Lykos objected to the idea that its application lacked adequate support for the therapy’s approval. In a press release, the company said that “the data included in the NDA provide sufficient evidence of efficacy and durability in line with the relevant FDA guidance,” adding that it intends to meet with the FDA to “ask for reconsideration of the decision” and to seek the regulator’s recommendations for a resubmission.
While the path forward for Lykos is unclear, the details provided by the FDA in its rejection letter are a good clue, said Fluence, a continuing education organization in the field of psychedelic therapy.
“The extensive feedback typically offered in a CRL provides a clear roadmap for approval—something that would have been unimaginable four decades ago when MDMA was first banned,” the organization said in a statement sent to BioSpace. “This marks important progress in the field of psychedelic research and mental health treatment. We’ve come a long way, and that’s worth celebrating.”
Broader Lessons
This guidance is illuminating not only for Lykos, but also for other companies in the space. For Cybin, Drysdale said, “it’s actually in some ways helpful to have all this feedback from the adcomm and from the FDA because we can incorporate that into our programs ahead of time.”
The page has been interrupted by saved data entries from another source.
Issue #1730, opened 2025-06-12
Kong operator: implement KonnectExtension handling for `ControlPlane` `v2alpha1`


pmalek:
### Problem statement
 
#1358 tracks the changes in `ControlPlane` v2 API (and `GatewayConfiguration` API) so that ingress controller functionality is embedded within the operator.

This issue tracks the effort of making sure that `KonnectExtension` works with that API.

More specifically we need to change the handling of Konnect related configuration in "KIC" via envs to set the appropriate configuration fields when spinning up an in process "KIC" instance.

### Acceptance criteria

- [ ] As a User I can use `KonnectExtension` API with `ControlPlane` v2 (`v2alpha1` or newer)

pmalek:
Duplicate of #1361

PR #1978, opened 2025-08-04
feat(extensions): refactor Konnect extension processing for ControlPlane and DataPlane

### LINKED ISSUE #1361: Kong operator: implement KonnectExtension handling for `ControlPlane` `v2alpha1`
### Problem statement
 
#1358 tracks the changes in `ControlPlane` v2 API (and `GatewayConfiguration` API) so that ingress controller functionality is embedded within the operator.

This issue tracks the effort of making sure that `KonnectExtension` works with that API.

More specifically we need to change the handling of Konnect related configuration in "KIC" via envs to set the appropriate configuration fields when spinning up an in process "KIC" instance.

### Acceptance criteria

- [ ] As a User I can use `KonnectExtension` API with `ControlPlane` v2 (`v2alpha1` or newer)
- [ ] ControlPlane controller handles KonnectExtension attached to ControlPlane and configures KIC instances following the extension's spec

alacuku:
This PR introduces a standardized approach to processing extensions for ControlPlane and DataPlane resources by implementing the ExtensionProcessor interface. Key changes include:

* New Interface: Added `ExtensionProcessor` to unify extension processing logic.
* Processor Implementations: Introduced `ControlPlaneKonnectExtensionProcessor` and `DataPlaneKonnectExtensionProcessor` for resource-specific logic.
* Refactored Logic: Updated `ApplyExtensions` to leverage the new interface.
* Controller Updates: Modified `ControlPlane` and `DataPlane` controllers to use the new processors.
* Testing: Added comprehensive unit tests for the new processors to ensure reliability and coverage.

The processor-based design enhances flexibility and maintainability by encapsulating resource-specific logic within dedicated processors. This approach:

* Keeps the core `ApplyExtensions` function reusable.
* Simplifies customization for specific resources like `ControlPlane` and `DataPlane`.
* Promotes scalability, allowing new resource types or extension behaviors to be added with minimal disruption to existing code.

**Which issue this PR fixes**

Fixes #1361 

There is a commit that reverts recent changes to the `ControlPlane ID` handling logic. The previous implementation
is restored to address issues caused by the updated logic, which disrupted functionality. This ensures compatibility and correct behavior with the original ID usage in the` ControlPlane`.

**PR Readiness Checklist**:


controller/controlplane/controller.go
```diff
@@ -117,7 +120,7 @@ func (r *Reconciler) Reconcile(ctx context.Context, req ctrl.Request) (ctrl.Resu
 		return ctrl.Result{}, client.IgnoreNotFound(err)
 	}
 
-	mgrID, err := manager.NewID(builControlPlaneInstanceID(cp))
+	mgrID, err := manager.NewID(string(cp.GetUID()))
```
randmonkey, line 126: Is there any reason to change the `mgrID` to include only UID of `ControlPlane` but not namespace and name?

controller/controlplane/controller.go
```diff
@@ -31,6 +31,9 @@ import (
 	konnectv1alpha2 "github.com/kong/kubernetes-configuration/v2/api/konnect/v1alpha2"
 
 	ctrlconsts "github.com/kong/kong-operator/controller/consts"
+	"github.com/kong/kong-operator/controller/pkg/extensions"
+	extensionserrors "github.com/kong/kong-operator/controller/pkg/extensions/errors"
+	extensionsKonnect "github.com/kong/kong-operator/controller/pkg/extensions/konnect"
```
randmonkey: Should we use `extensionkonnect` instead of camelCase here for renaming packages?

controller/pkg/extensions/konnect/controlplane.go
```diff
@@ -28,7 +60,132 @@ func ApplyControlPlaneKonnectExtension(ctx context.Context, cl client.Client, co
...
+		return true
+	})
+	return fmt.Sprintf("https://%s.kic.api.%s", addressSlice[0], strings.Join(addressSlice[1:], "."))
+}
+
+// getTLSClientCertAndKey retrieves the TLS client certificate and key from the specified secret.
+// Returns the certificate and key as strings, or an error if the secret is not found or if the data is missing.
+// The secret must contain "tls.crt" and "tls.key" keys.
+// This function is used to extract the TLS client cert and key for Konnect configuration.
+func getTLSClientCertAndKey(ctx context.Context, cl client.Client, secretName, secretNamespace string) (tlsClientCert, tlsClientKey string, err error) {
```
randmonkey, line 143: Looks like we can move this function to `pkg/utils/kubernetes` package to reuse it for extracting certificates from secrets -- or do we already have the implementation elsewhere?

controller/pkg/extensions/konnect/controlplane.go
```diff
@@ -28,7 +60,132 @@ func ApplyControlPlaneKonnectExtension(ctx context.Context, cl client.Client, co
...
+	}
+}
+
+// buildKonnectAddress builds the Konnect address out of the control plane endpoint.
+// input: "https://7b46471d3b.us.tp0.konghq.tech:443"
+// output: "https://us.kic.api.konghq.tech"
+func buildKonnectAddress(endpoint string) string {
+	portlessEndpoint := strings.TrimSuffix(endpoint, ":443")
+	addressSlice := strings.Split(portlessEndpoint, ".")
+	addressSlice = lo.Filter(addressSlice, func(_ string, i int) bool {
```
randmonkey, line 129: How about `lo.DropByIndex(addressSlice,0,2)`? 
BTW, The `addressSlice[0]` actually includes `https://` part but it is dropped in this step.

controller/pkg/extensions/konnect/controlplane.go
```diff
@@ -28,7 +60,132 @@ func ApplyControlPlaneKonnectExtension(ctx context.Context, cl client.Client, co
...
+		// default never happens as the validation is at the CRD level
+		panic(fmt.Sprintf("unsupported Konnect cluster type: %s", konnectExtension.Status.Konnect.ClusterType))
+	}
+}
+
+// buildKonnectAddress builds the Konnect address out of the control plane endpoint.
+// input: "https://7b46471d3b.us.tp0.konghq.tech:443"
+// output: "https://us.kic.api.konghq.tech"
+func buildKonnectAddress(endpoint string) string {
+	portlessEndpoint := strings.TrimSuffix(endpoint, ":443")
```
randmonkey, line 127: Is there guarantee that the CP endpoint always end with `:443`? If  there is such guarantee, please use comments to tell us.

controller/pkg/extensions/konnect/controlplane.go
```diff
@@ -28,7 +60,132 @@ func ApplyControlPlaneKonnectExtension(ctx context.Context, cl client.Client, co
...
+	addressSlice := strings.Split(portlessEndpoint, ".")
+	addressSlice = lo.Filter(addressSlice, func(_ string, i int) bool {
+		// remove 7b46471d3b and tp0
+		if i == 0 || i == 2 {
+			return false
+		}
+		return true
+	})
+	return fmt.Sprintf("https://%s.kic.api.%s", addressSlice[0], strings.Join(addressSlice[1:], "."))
```
randmonkey, line 136: Looks like we need some check on length of `addressSlice` (or check on the input address itself) to prevent panics when exceptional address is in the `status`.

controller/pkg/extensions/konnect/controlplane.go
```diff
@@ -28,7 +60,132 @@ func ApplyControlPlaneKonnectExtension(ctx context.Context, cl client.Client, co
...
+// If the FeatureGates field is nil, it initializes it with the FillIDs feature gate.
+// If the FillIDs feature gate is already present, it ensures its value is set to enabled.
+// If the FillIDs feature gate is not present, it appends it to the FeatureGates slice.
+func applyFeatureGatesToControlPlane(cp *gwtypes.ControlPlane) {
+	fillIDsFeatureGate := gwtypes.ControlPlaneFeatureGate{
+		Name:  managercfg.FillIDsFeature,
+		State: gwtypes.FeatureGateStateEnabled,
+	}
+
+	if cp.Spec.FeatureGates == nil {
```
randmonkey: We do not need to distinguish the `nil` slices. You can also traverse a `nil` slice and append elements to it.

controller/controlplane/controller.go
alacuku: Please check the `Special notes for your reviewer` section in the PR body.

controller/controlplane/controller.go
alacuku: Nice catch!

controller/pkg/extensions/konnect/controlplane.go
alacuku: Not sure if we use the same format for the certificates secrets elsewhere in the code. I encapsulated the needed logic in a function for better  testability.

controller/pkg/extensions/konnect/controlplane.go
alacuku: This is existing code that I moved around. I think it's out of scope for this PR to modify existing code.

controller/pkg/extensions/konnect/controlplane.go
alacuku: As mentioned earlier, this code has been in place for some time, is critical, and has proven to work reliably in production. Given its importance and stability, I would prefer not to modify it unless there is a reason or evidence of an issue.

controller/pkg/extensions/konnect/controlplane.go
alacuku: Same as above.

controller/controlplane/controller.go
mlavacca, line 126: Can we add a comment in the code about why we are using the UID only to be sure we do not change this again in the future?

randmonkey: OK. But this is better to be submitted in a standalone PR. If the revert can be done by reverting another PR it is even better.

controller/pkg/extensions/konnect/controlplane.go
randmonkey: I mean getting the TLS cert and key from the secret may be a common used function so we can extract it to some common packages. But this is not necessary in the PR and maybe we can do it if there is another place requires it.

controller/pkg/extensions/konnect/controlplane.go
randmonkey: OK, found where the code come from. Since we have been using the code without issues (merged since March 05), I agree that we should not modify it now.

controller/pkg/extensions/konnect/controlplane.go
```diff
@@ -28,7 +60,126 @@ func ApplyControlPlaneKonnectExtension(ctx context.Context, cl client.Client, co
...
+// GetKonnectConfig returns the KonnectConfig from the KonnectExtensionConfig.
+func (p *ControlPlaneKonnectExtensionProcessor) GetKonnectConfig() *managercfg.KonnectConfig {
+	if p.KonnectExtensionConfig == nil {
+		return nil
+	}
+	return p.KonnectExtensionConfig.KonnectConfig
+}
+
+// kicInKonnectDefaults generates the KonnectExtensionConfig for a KIC instance based on the KonnectExtension resource.
+func kicInKonnectDefaults(ctx context.Context, cl client.Client, konnectExtension *konnectv1alpha2.KonnectExtension) (*KonnectExtensionConfig, error) {
```
randmonkey, line 85: I know this function is also moved from elsewhere but I think the function name `kicInKonnectConfig()` or `kicInKonnectConfigFromExtension` should describe the usage of the function better. WDYT?

controller/pkg/extensions/konnect/controlplane.go
```diff
@@ -28,7 +60,126 @@ func ApplyControlPlaneKonnectExtension(ctx context.Context, cl client.Client, co
...
+	}
+
+	return string(tlsCert), string(tlsKey), nil
+}
+
+// applyFeatureGatesToControlPlane applies the FillIDs feature gate to the ControlPlane's FeatureGates.
+// If the FeatureGates field is nil, it initializes it with the FillIDs feature gate.
+// If the FillIDs feature gate is already present, it ensures its value is set to enabled.
+// If the FillIDs feature gate is not present, it appends it to the FeatureGates slice.
+func applyFeatureGatesToControlPlane(cp *gwtypes.ControlPlane) {
```
randmonkey, line 163: Looks like the function only adds the `fillIDsFeatureGate` to the CP but not other feature gates. Could the name `applyFillIDsFeatureGatesToControlPlane` describe it better?

randmonkey (commented):
Generally looks good bit some minor comments.

controller/pkg/extensions/processor.go
```diff
@@ -0,0 +1,13 @@
+package extensions
+
+import (
+	"context"
+
+	"sigs.k8s.io/controller-runtime/pkg/client"
+)
+
+// ExtensionProcessor defines how to process extensions for a specific resource type.
+type ExtensionProcessor interface {
```
pmalek: Since this exists in the context of `extensions` package the name `ExtensionProcessor` stutters (This typically is detected by the linter, not sure why it wasn't).

I suggest to call this simply `Processor`, this way at the call site it's `extensions.Processor`. WDYT?

(not suggesting a change here through GH UI as that will require a change in other files as well).

controller/pkg/extensions/konnect/controlplane.go
```diff
@@ -28,7 +60,126 @@ func ApplyControlPlaneKonnectExtension(ctx context.Context, cl client.Client, co
 		return false, nil
 	}
 
-	// TODO: implement KonnectExtension for ControlPlane v2alpha1: https://github.com/kong/kong-operator/issues/1730
+	config, err := kicInKonnectDefaults(ctx, cl, konnectExtension)
+	if err != nil {
+		return false, fmt.Errorf("failed to generate configuration from KonnectExtension %s/%s for ControlPlane %s/%s: %w",
+			konnectExtension.Namespace, konnectExtension.Name, cp.Namespace, cp.Name, err)
```
pmalek: Nit:

```suggestion
		return false, fmt.Errorf("failed to generate configuration from KonnectExtension %s for ControlPlane %s: %w",
			client.ObjectKeyFromObject(konnectExtension), client.ObjectKeyFromObject(cp), err,
		)
```

controller/pkg/extensions/konnect/controlplane_test.go
```diff
@@ -0,0 +1,729 @@
...
+		})
+	}
+}
+
+func TestControlPlaneKonnectExtensionProcessor_Process(t *testing.T) {
+	// Create a scheme for the fake client.
+	s := scheme.Scheme
+	require.NoError(t, konnectv1alpha1.AddToScheme(s))
+	require.NoError(t, konnectv1alpha2.AddToScheme(s))
+	require.NoError(t, corev1.AddToScheme(s))
```
pmalek: For this you can just use `scheme.Get()` from https://github.com/Kong/kong-operator/blob/0356fc46538454b8d856662de5f979d1b92d6abd/modules/manager/scheme/scheme.go#L21-L43 which will always contain all the necessary schemas (as otherwise all the other code will fail).

This will also prevent the need for updating code here in case the required API versions change.

pmalek (commented):
This looks good, just a couple of minor nits.

Additionally I think we have to either update the PR description or add the integration tests update (as described in the #1730 linked at https://github.com/Kong/kong-operator/blob/b264059b1c854b85f96ad8755b8c16cbf2a459ba/test/integration/konnect_extension_test.go#L68). That issues has been marked as a duplicate of the #1361 which is going to be closed by this PR.

controller/pkg/extensions/processor.go
mlavacca: +1. I think `Processor` under the `extensions` package is best.

controller/pkg/extensions/konnect/controlplane.go
```diff
@@ -2,20 +2,52 @@ package konnect
...
+	KonnectConfig *managercfg.KonnectConfig
+}
+
+// ControlPlaneKonnectExtensionProcessor processes Konnect extensions for ControlPlane resources.
+type ControlPlaneKonnectExtensionProcessor struct {
+	KonnectExtensionConfig *KonnectExtensionConfig
+}
+
+// Compile-time check to ensure ControlPlaneKonnectExtensionProcessor implements the extensions.ExtensionProcessor interface.
+var _ extensions.ExtensionProcessor = (*ControlPlaneKonnectExtensionProcessor)(nil)
```
mlavacca: 👍

controller/pkg/extensions/konnect/controlplane.go
```diff
@@ -2,20 +2,52 @@ package konnect
...
+
+// Process extracts the KonnectExtension from the ControlPlane and generates the KonnectExtensionConfig.
+// It returns true if a KonnectExtension was found and processed, false otherwise.
+// If an error occurs during processing, it returns false and the error.
+// It captures configuration from the KonnectExtension resource and prepares it for use in KIC instances.
+// This implementation of the ExtensionProcessor interface has side effects, as it modifies the KonnectExtensionConfig field of the processor.
+func (p *ControlPlaneKonnectExtensionProcessor) Process(ctx context.Context, cl client.Client, object client.Object) (bool, error) {
```
mlavacca, line 40: I believe we can use the `ExtendableT` interface rather than `client.Object` here, to make it more robust.

controller/pkg/extensions/konnect/controlplane.go
mlavacca: Being under the `extension/konnect` package, I think `kicInKonnectConfigFromExtension` is redundant here.

controller/pkg/extensions/konnect/controlplane.go
mlavacca: I am on the fence here. `applyFeatureGatesToControlPlane` is more future-proof in case we need to set additional Features Gates, but OTOH the godoc is focused on the `FillIDs` FG. We could instead change the comment to something not `FIllIDs`-specific and keep this name I think.

controller/pkg/extensions/konnect/controlplane.go
```diff
@@ -28,7 +60,126 @@ func ApplyControlPlaneKonnectExtension(ctx context.Context, cl client.Client, co
...
+	found := false
+	for i, fg := range cp.Spec.FeatureGates {
+		if fg.Name == fillIDsFeatureGate.Name {
+			found = true
+			if fg.State != gwtypes.FeatureGateStateEnabled {
+				cp.Spec.FeatureGates[i].State = gwtypes.FeatureGateStateEnabled
+			}
+			break
+		}
+	}
```
mlavacca, line 178: This is an implementation detail, but `lo.FindKeyBy` could help here to make this section clearer. Up to you, though.

mlavacca (commented):
This PR looks mostly good to me. Something I'd love to see, though, is the addition of an integration test for KIC in Konnect, I don't think we have any. Ideally, this would be similar to what we already have in https://github.com/Kong/kong-operator/blob/kcl%2Fkonnectextensions-controlplane/test/integration/konnect_extension_test.go. 
However, I don't think it necessarily need to be part of this PR, you can open a follow-up isse related to it, if you prefer.

mlavacca:
> This looks good, just a couple of minor nits.
> 
> Additionally I think we have to either update the PR description or add the integration tests update (as described in the #1730 linked at
> 
> https://github.com/Kong/kong-operator/blob/b264059b1c854b85f96ad8755b8c16cbf2a459ba/test/integration/konnect_extension_test.go#L68
> ). That issues has been marked as a duplicate of the #1361 which is going to be closed by this PR.

The issue #1730, superseded by #1361 has nothing in common with the change in this file. The reason why they were broken at a certain point in time is unrelated to the `ControlPlane` API, as they have no interaction at all with that API. We should create an issue to re-enable them and figure out the root cause of why they stopped working. As I wrote in a comment here, we should create a KIC-in-Konnect integration test (it's ok to do it in a follow-up), but all the tests in this file are related to the hybrid Konnect CPs.

pmalek:
> > This looks good, just a couple of minor nits.
> > Additionally I think we have to either update the PR description or add the integration tests update (as described in the #1730 linked at
> > https://github.com/Kong/kong-operator/blob/b264059b1c854b85f96ad8755b8c16cbf2a459ba/test/integration/konnect_extension_test.go#L68
> > 
> > ). That issues has been marked as a duplicate of the #1361 which is going to be closed by this PR.
> 
> The issue #1730, superseded by #1361 has nothing in common with the change in this PR. The reason why they were broken at a certain point in time is unrelated to the `ControlPlane` API, as they have no interaction at all with that API. We should create an issue to re-enable them and figure out the root cause of why they stopped working. As I wrote in a comment here, we should create a KIC-in-Konnect integration test (it's ok to do it in a follow-up), but all the tests in this file are related to the hybrid Konnect CPs.

Ah, you're right. I jumped the gun on adding the association to that file not checking thoroughly which tests it contains.

I agree with the statement

>  we should create a KIC-in-Konnect integration test (it's ok to do it in a follow-up)

as long as either it's done here or added an issue as a follow up (which is handled for 2.0 release).

Thanks for staying vigilant 🙇

controller/pkg/extensions/konnect/controlplane.go
alacuku: The Processors is used in `ApplyExtensions` function that already requires a parameterized type that satisfies the `ExtanableT` intreface. Furthermore, the `ExtandableT` is an interface with type constraints and cannot be used as a type for function parameters.

controller/pkg/extensions/konnect/controlplane.go
alacuku: Updated the go doc to reflect the generic nature of the function.

alacuku:
> This PR looks mostly good to me. Something I'd love to see, though, is the addition of an integration test for KIC in Konnect, I don't think we have any. Ideally, this would be similar to what we already have in https://github.com/Kong/kong-operator/blob/kcl%2Fkonnectextensions-controlplane/test/integration/konnect_extension_test.go. However, I don't think it necessarily need to be part of this PR, you can open a follow-up isse related to it, if you prefer.

Tracking issue: https://github.com/Kong/kong-operator/issues/1991

mlavacca:
> > This looks good, just a couple of minor nits.
> > Additionally I think we have to either update the PR description or add the integration tests update (as described in the #1730 linked at
> > https://github.com/Kong/kong-operator/blob/b264059b1c854b85f96ad8755b8c16cbf2a459ba/test/integration/konnect_extension_test.go#L68
> > 
> > ). That issues has been marked as a duplicate of the #1361 which is going to be closed by this PR.
> 
> The issue #1730, superseded by #1361 has nothing in common with the change in this file. The reason why they were broken at a certain point in time is unrelated to the `ControlPlane` API, as they have no interaction at all with that API. We should create an issue to re-enable them and figure out the root cause of why they stopped working. As I wrote in a comment here, we should create a KIC-in-Konnect integration test (it's ok to do it in a follow-up), but all the tests in this file are related to the hybrid Konnect CPs.

Created #1992 and #1993

mlavacca (approved):

randmonkey (approved):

For example, Drysdale noted that Lykos is not the only psychedelic drug developer dealing with functional unblinding. For its part, Cybin has designed its Phase III program to have three arms: one containing a high therapeutic dose, a second containing a sub-therapeutic dose, and a third containing a placebo. “These psychedelic-naive patients [who] come into the study won’t know if they’re getting a high dose or a mid-dose, and so they can’t figure out whether it’s the active dose or the inactive dose,” Drysdale said. “So that mitigates some of the functional unblinding,” Cybin is also using remote, independent, blinded raters.
MindMed has also leveraged multiple dose levels in its clinical trials. Barrow added that the real focus needs to be on decoupling functional unblinding from what’s known as expectancy bias. People with depression or anxiety “don’t enroll in clinical trials because they expect to not get better. They expect something,” he said, adding that it is important to hedge against patients believing they’re getting better just because they have a reaction to the drug. MindMed tries to mitigate this through an informed consent process where patients are told that they may feel nothing and get better, or that they might feel something and not get better.
Ultimately, Barrow said, Lykos’ rejection was not all bad news. “Anytime we see a demonstration of FDA independence and rigor, it’s a good thing. It also proves . . . to patients and providers that if, and hopefully when, we get in front of FDA and get an approval, there will be the highest degree of confidence that we’ve delivered a robust package that could stand up to the most intense scrutiny possible.”
Drysdale agreed, saying the delay is probably “a good thing in that if it leads to more robust studies, more robust treatments and outcomes—that’s better for the sector in the long run.”
Barrow noted that MindMed has been “very encouraged” by its interactions with the FDA and pointed to a statement released by the regulator after the CRL. “The agency recognizes that there is great need for additional treatment options for mental health conditions such as PTSD,” the FDA said, according to The Washington Post. “We will continue to encourage research and drug development that will further innovation for psychedelic treatments and other therapies to address these medical needs.”